### ABOUT THIS EXERCISE
Search the entries below for "stored", and copy each line where it appears.

### Collected data entries
>>

PR #870, opened 2023-10-19
Update array_hash_map.c

amlei:
完善哈希表键值对获取

- [x] I've tested the code and ensured the outputs are the same as the outputs of reference code.
- [x] I've checked the code (formatting, comments, indentation, file header, etc) carefully.

### DIFF
--- a/codes/c/chapter_hashing/array_hash_map.c
+++ b/codes/c/chapter_hashing/array_hash_map.c
@@ -27,6 +27,11 @@ typedef struct {
     int len;
 }IndexMembers;
 
+/* 基于数组简易实现的哈希表 */
+typedef struct {
+    Pair *buckets[HASH_MAP_DEFAULT_SIZE];
+} ArrayHashMap;
+
 /* 初始化存储键 */
 void InitIndex(IndexMembers *index){
     index->len = -1;
@@ -37,10 +42,10 @@ void putKey(IndexMembers *index, int key){
     index->key[++index->len] = key;
 }
 
-/* 基于数组简易实现的哈希表 */
-typedef struct {
-    Pair *buckets[HASH_MAP_DEFAULT_SIZE];
-} ArrayHashMap;
+/* 删除哈希键 */
+void DelKey(IndexMembers *index){
+    --index->len;
+}
 
 /* 哈希表初始化函数 */
 ArrayHashMap *newArrayHashMap() {
@@ -77,11 +82,11 @@ void put(ArrayHashMap *d,IndexMembers *indexMembers, const int key, const char *
 }
 
 /* 删除操作 */
-void removeItem(ArrayHashMap *d, const int key) {
+void removeItem(ArrayHashMap *d, IndexMembers *indexMembers, const int key) {
     int index = hashFunc(key);
+
     free(d->buckets[index]->val);
-    free(d->buckets[index]);
-    d->buckets[index] = NULL;
+    DelKey(indexMembers);
 }
 
 /* 获取所有键值对 */
@@ -89,7 +94,6 @@ void pairSet(ArrayHashMap *d, IndexMembers indexMembers, MapSet *set) {
     Pair *entries;
     int i = 0, index = 0;
     int total = indexMembers.len;
-
 
     printf("有效键值对数量:%d\n", total + 1);
 
@@ -140,15 +144,17 @@ void valueSet(ArrayHashMap *d, IndexMembers indexMembers, MapSet *set) {
 /* 打印哈希表 */
 void print(ArrayHashMap *d, IndexMembers indexMembers) {
     int i;
-    MapSet set;
-    pairSet(d, indexMembers, &set);
-    Pair *entries = (Pair *)set.set;
+    MapSet *set;
+    set = malloc(indexMembers.len);
+    pairSet(d, indexMembers, set);
 
-    for (i = 0; i <= set.len; i++) {
+    Pair *entries = (Pair *)set->set;
+
+    for (i = 0; i <= set->len; i++) {
         printf("%d -> %s\n", entries[i].key, entries[i].val);
     }
 
-    /* free(set.set); */
+    free(set);
 }
 
 /* Driver Code */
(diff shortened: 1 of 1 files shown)


krahets:
Hi @amlei , please make changes based on the latest code. I found that this PR's code is based on a previous depreciated code.

krahets:
Pending for the review by @Gonglja

codes/c/chapter_hashing/array_hash_map.c
```diff
@@ -21,11 +21,32 @@ typedef struct {
     int len;
 } MapSet;
 
+/* 用以索引键获取数据 */
```
Gonglja, line 24: 用于？

codes/c/chapter_hashing/array_hash_map.c
```diff
@@ -21,11 +21,32 @@ typedef struct {
...
+typedef struct {
+    int key[HASH_MAP_DEFAULT_SIZE];
+    int len;
+}IndexMembers;
```
Gonglja, line 28: `IndexMembers` appears from the code to be part of the `ArrayHashMap` structure, and would be more appropriately placed in an `ArrayHashMap`.

Subsequent function parameters need not be passed.
`IndexMembers *indexMembers,`

codes/c/chapter_hashing/array_hash_map.c
```diff
@@ -48,162 +69,145 @@ const char *get(const ArrayHashMap *d, const int key) {
...
     char **vals = (char **)set.set;
     printf("\n单独遍历键 Value\n");
     for (i = 0; i < set.len; i++) {
         printf("%s\n", vals[i]);
     }
-    free(set.set);
 
     return 0;
 }
+
```
Gonglja, line 213: Lack of a free function, memory space is created by `newArrayHashMap` but not freed.

codes/c/chapter_hashing/array_hash_map.c
amlei: ``MapSet``  由 @Guanngxu  编写，运用于遍历输出时的数据集

codes/c/chapter_hashing/array_hash_map.c
amlei: Yes, but I found an exception while obtaining the ``KeySet`` and ``ValueSet``. Use ``IndexMembers *indexMembers`` is to ensure the right key address.

codes/c/chapter_hashing/array_hash_map.c
amlei: Ok, I added now.

codes/c/chapter_hashing/array_hash_map.c
krahets: /* 用以索引键获取数据 */  -> /* 用于索引键获取数据 */

krahets:
Hi @amlei , could you explain the problem this PR try to solve?

codes/c/chapter_hashing/array_hash_map.c
```diff
@@ -21,11 +21,32 @@ typedef struct {
...
+}
+
+/* 将哈希键存入数组 */
+void putKey(IndexMembers *index, int key){
+    index->key[++index->len] = key;
+}
+
+/* 删除哈希键 */
+void DelKey(IndexMembers *index){
+    --index->len;
```
krahets, line 47: How do you guarantte deleting the target key from `*index`

krahets: Assuming that we call `removeItem(..., key1)` twice, this function will delete two keys(len decreasing by 2), but actually there is just a single target key `key1`.

codes/c/chapter_hashing/array_hash_map.c
krahets: @amlei Could you explain it in detail?

amlei:
> Hi @amlei , could you explain the problem this PR try to solve?

Solve the memory overflow caused when obtaining key-value pairs and cannot implement an array-based hash table.

krahets:
> > Hi @amlei , could you explain the problem this PR try to solve?
> 
> Solve the memory overflow caused when obtaining key-value pairs and cannot implement an array-based hash table.

Could you provide a test case?

amlei:
> > > Hi @amlei , could you explain the problem this PR try to solve?
> > 
> > 
> > Solve the memory overflow caused when obtaining key-value pairs and cannot implement an array-based hash table.
> 
> Could you provide a test case?


In previous original code:
```C
int index = 0;
for (i = 0; i < HASH_MAP_DEFAULT_SIZE; i++) {
    keys[index] = d->buckets[i]->key;
    index++;
}

```

But key address is ``key % HASH_MAP_DEFAULT_SIZE`` that if use the code will be memory overflow. Because, the index ranges from 0 to a value less than the effective amount of data, but the data stored for key value pairs is not stored in increments of 0. Rather based on ``hashFunc()`` return ``key % HASH_MAP_DEFAULT_SIZE``, so I try use list stored the data of keys. This can solve the problem of outputting all key value pairs. Of course, it is base on ``array_hash_map`` feature.

Code example:
```C
Pair *cur = map->buckets[12836 % HASH_MAP_DEFAULT_SIZE];
printf("%d -> %s\n", map->buckets[0]->key,map->buckets[0]->val);
printf("%d -> %s\n",cur->key, cur->val);
```
Output:
```C
-1498513520 -> P��)
12836 -> 小哈
```

krahets:
> Because, the index ranges from 0 to a value less than the effective amount of data, but the data stored for key value pairs is not stored in increments of 0.

This is how hash table works. The keys are distributed in the buckets after mapping with hash function.

> Pair *cur = map->buckets[12836 % HASH_MAP_DEFAULT_SIZE];
> printf("%d -> %s\n", map->buckets[0]->key,map->buckets[0]->val);
> printf("%d -> %s\n",cur->key, cur->val);

We should find corresponding value of a key using `get()` function rather than access `map->buckets`. The buckets is private to the users. When calling `get(0)`, it will return `NULL` which represent the key does not exists.

krahets:
I think `IndexMembers` is for:

1. Continuously store the key to make it easier to traverse the hashmap.
2. `len` is used to Indicate the size of the hashmap.

Do I miss something?

amlei:
Yes,yes!

krahets:
Thanks for the answer!

This PR won't be merged for these reasons:

1. Adding `IndexMembers` is not related to the memory overflow. Hash table naturally store key-val pairs based on hash function mapping.
2. Storing keys in a list continuously could be utilized to optimize traversing the hash table. Currently this is not in the outline of the book.

By the way, if we add a lists to optimize traversal, we should maintain its operations correctly(add and remove keys from the list). Removing a key from a list should take $O(n)$ time. But I believe there exists a more elegant solution.

PR #905, opened 2023-10-29
Add missing terminologies

yuelinxin:
Added two missing terminologies that are present in the book:
* AVL tree
* Red Black tree


krahets (approved):
Thanks, @yuelinxin !

PR #915, opened 2023-11-03
Update terminology.md

JackYang-hellobobo:
对应链表linked list 为 linked list node ，而不应该是对应下文的列表list node 。


krahets (approved):
Thanks for the fix! The term "list node" is commonly understood to refer to a node in a linked list, especially when the context has already made it clear that the discussion is about linked lists. However, without additional context, the term "list node" might be somewhat ambiguous.

PR #916, opened 2023-11-03
[TypeScript] fix: deep copy old hash table when resizing

eric183:
The bucketsTmp variable only holds a reference to the original hash table,  which causes all key-value pairs to be lost after resizing.

Fix this by deep copying the old hash table before resizing,  using Array.prototype.slice to copy array by value.

This ensures bucketsTmp has a full copy of the old hash table, and modifications to the new hash table will not affect it.

### DIFF
--- a/codes/typescript/chapter_hashing/hash_map_chaining.ts
+++ b/codes/typescript/chapter_hashing/hash_map_chaining.ts
@@ -93,7 +93,7 @@ class HashMapChaining {
     /* 扩容哈希表 */
     #extend(): void {
         // 暂存原哈希表
-        const bucketsTmp = this.#buckets;
+        const bucketsTmp = [...this.#buckets];
         // 初始化扩容后的新哈希表
         this.#capacity *= this.#extendRatio;
         this.#buckets = new Array(this.#capacity).fill(null).map((x) => []);


justin-tse (commented):
@eric183 Thank you, it is a better practice, you are creating a shallow copy of the original #buckets array using the spread operator, which can help prevent potential side effects from modifying the original buckets during the rehashing process.

krahets:
Hi @eric183, in extending operation we initialize a new buckets, and copy all key-val pairs from the old buckets to the new one. After that, the old bucket is no longer needed.

> which causes all key-value pairs to be lost after resizing.

I don't think the pairs will be lost after resizing the hash table because they have been added to the new buckets. Thus I believe create a deep copy of the original buckets is not necessary.

justin-tse:
The original code does not have problems, because have copied it into bucketsTmp, and recreate the memory for the extended bucket.


> Hi @eric183, in extending operation we initialize a new buckets, and copy all key-val pairs from the old buckets to the new one. After that, the old bucket is no longer needed.
> 
> > which causes all key-value pairs to be lost after resizing.
> 
> I don't think the pairs will be lost after resizing the hash table because they have been added to the new buckets. Thus I believe it is not necessary to create a deep copy of the original buckets.

@krahets Thank you for correcting me. The original code does not have problems because it has been copied into bucketsTmp, so when we resize the bucket, we do not lose any data. Then we recreated the memory for the extended bucket. So we can close this PR.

<<

### WRITTEN SOLUTION
But key address is ``key % HASH_MAP_DEFAULT_SIZE`` that if use the code will be memory overflow. Because, the index ranges from 0 to a value less than the effective amount of data, but the data stored for key value pairs is not stored in increments of 0. Rather based on ``hashFunc()`` return ``key % HASH_MAP_DEFAULT_SIZE``, so I try use list stored the data of keys. This can solve the problem of outputting all key value pairs. Of course, it is base on ``array_hash_map`` feature.
> Because, the index ranges from 0 to a value less than the effective amount of data, but the data stored for key value pairs is not stored in increments of 0.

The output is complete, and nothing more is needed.